> _WORK ITEM_: In the data, find the word "tests" and copy out every line that has it.
_____
PR #267, opened 2024-02-22
Persist auth response from tesla to redis and write tests for new function

0xdev22:
# Proposed Changes

### DIFF
--- a/internal/controllers/user_integrations_auth_controller.go
+++ b/internal/controllers/user_integrations_auth_controller.go
@@ -1,13 +1,21 @@
 package controllers
 
 import (
+	"context"
+	"encoding/json"
+	"fmt"
 	"github.com/DIMO-Network/devices-api/internal/config"
 	"github.com/DIMO-Network/devices-api/internal/constants"
+	"github.com/DIMO-Network/devices-api/internal/controllers/helpers"
 	"github.com/DIMO-Network/devices-api/internal/services"
+	"github.com/DIMO-Network/shared"
+	pb "github.com/DIMO-Network/shared/api/users"
 	"github.com/DIMO-Network/shared/db"
+	"github.com/DIMO-Network/shared/redis"
 	"github.com/gofiber/fiber/v2"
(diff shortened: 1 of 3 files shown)


internal/controllers/user_integrations_auth_controller.go
```diff
@@ -73,8 +90,18 @@ type DeviceDefinition struct {
 // @Security    BearerAuth
 // @Router      /integration/:tokenID/credentials [post]
 func (u *UserIntegrationAuthController) CompleteOAuthExchange(c *fiber.Ctx) error {
-	tokenID := c.Params("tokenID")
+	//Get the current user
```
elffjs, line 93:
```suggestion
	// Get the current user
```

elffjs:
I agree with the linter—we're not passing enough arguments to the controller constructor anymore.

elffjs (changes requested):
I agree with the linter—we're not passing enough arguments to the controller constructor anymore.

elffjs:
I think we must patch up some of the tests from last time to account for the new stuff in the handler. They're failing locally for me.

elffjs:
(Other than that, the PR looks good)

elffjs (approved):

internal/controllers/user_integrations_auth_controller.go
```diff
@@ -1,13 +1,21 @@
 package controllers
 
 import (
+	"context"
+	"encoding/json"
+	"fmt"
```
KevinJoiner, line 6: nit: Should separate the std lib packages from other packages with a newline 
https://go.dev/wiki/CodeReviewComments#imports

KevinJoiner (approved):
One nit but LGTM

internal/controllers/user_integrations_auth_controller.go
elffjs: Is there a linter rule for this?

I think VS Code does this by default (whatever they're running on save) but I think Doyin uses GoLand and it's doing something else./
_____
> _SOLUTION TO THIS PROBLEM_:
Persist auth response from tesla to redis and write tests for new function
I think we must patch up some of the tests from last time to account for the new stuff in the handler. They're failing locally for me.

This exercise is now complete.